→ Exercise details
Reproduce every entry exactly as shown.

_ _ _ _ _

PR #715, opened 2021-10-06
Better error message in `summarise()`

### LINKED ISSUE #710: summarize fails with two `across` constructs
This breaks with master:

```r
library(dbplyr)
df <- memdb_frame(a = 1:3, b = 10:12)
vars <- c("a", "b")
summarise(df,
          across(!!vars, mean, .names = "{.col}"),
          across(!!vars, length, .names = "{.col}.N")) %>%
  show_query()
## Error: `a.N` refers to a variable created earlier in this summarise().
## Do you need an extra mutate() step?
## Backtrace:
##     ▆
##  1. ├─... %>% show_query()
##  2. ├─dplyr::show_query(.) at magrittr/R/pipe.R:136:2
##  3. ├─dplyr::summarise(...)
##  4. └─dbplyr:::summarise.tbl_lazy(...)
##  5.   └─dbplyr:::check_summarise_vars(dots)

```

Replacing `"{.col}"` with `"{.col}.mean"` does work, but from the error it is far from clear what the problem might be and how to fix it.

mgirlich:
Closes #710. I left out a NEWS bullet as this seemed pretty minor but if you want I'll add one.

### DIFF
--- a/tests/testthat/test-verb-summarise.R
+++ b/tests/testthat/test-verb-summarise.R
@@ -18,10 +18,7 @@ test_that("summarise performs partial evaluation", {
 
 test_that("can't refer to freshly created variables", {
   mf1 <- lazy_frame(x = 1)
-  expect_error(
-    summarise(mf1, y = sum(x), z = sum(y)),
-    "cannot use a variable created"
-  )
+  expect_snapshot_error(summarise(mf1, y = sum(x), z = sum(y)))
 })
 
 test_that("summarise(.groups=)", {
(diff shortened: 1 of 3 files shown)


tests/testthat/test-verb-summarise.R
```diff
@@ -20,7 +20,7 @@ test_that("can't refer to freshly created variables", {
   mf1 <- lazy_frame(x = 1)
   expect_error(
     summarise(mf1, y = sum(x), z = sum(y)),
```
hadley, line 22: Can you switch this to a snapshot test? I think reviewing the full generated error is useful in these cases.

mgirlich: 👍

hadley (approved):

_ _ _ _ _

→ Solution
PR #715, opened 2021-10-06
Better error message in `summarise()`

### LINKED ISSUE #710: summarize fails with two `across` constructs
This breaks with master:

```r
library(dbplyr)
df <- memdb_frame(a = 1:3, b = 10:12)
vars <- c("a", "b")
summarise(df,
          across(!!vars, mean, .names = "{.col}"),
          across(!!vars, length, .names = "{.col}.N")) %>%
  show_query()
## Error: `a.N` refers to a variable created earlier in this summarise().
## Do you need an extra mutate() step?
## Backtrace:
##     ▆
##  1. ├─... %>% show_query()
##  2. ├─dplyr::show_query(.) at magrittr/R/pipe.R:136:2
##  3. ├─dplyr::summarise(...)
##  4. └─dbplyr:::summarise.tbl_lazy(...)
##  5.   └─dbplyr:::check_summarise_vars(dots)

```

Replacing `"{.col}"` with `"{.col}.mean"` does work, but from the error it is far from clear what the problem might be and how to fix it.

mgirlich:
Closes #710. I left out a NEWS bullet as this seemed pretty minor but if you want I'll add one.

### DIFF
--- a/tests/testthat/test-verb-summarise.R
+++ b/tests/testthat/test-verb-summarise.R
@@ -18,10 +18,7 @@ test_that("summarise performs partial evaluation", {
 
 test_that("can't refer to freshly created variables", {
   mf1 <- lazy_frame(x = 1)
-  expect_error(
-    summarise(mf1, y = sum(x), z = sum(y)),
-    "cannot use a variable created"
-  )
+  expect_snapshot_error(summarise(mf1, y = sum(x), z = sum(y)))
 })
 
 test_that("summarise(.groups=)", {
(diff shortened: 1 of 3 files shown)


tests/testthat/test-verb-summarise.R
```diff
@@ -20,7 +20,7 @@ test_that("can't refer to freshly created variables", {
   mf1 <- lazy_frame(x = 1)
   expect_error(
     summarise(mf1, y = sum(x), z = sum(y)),
```
hadley, line 22: Can you switch this to a snapshot test? I think reviewing the full generated error is useful in these cases.

mgirlich: 👍

hadley (approved):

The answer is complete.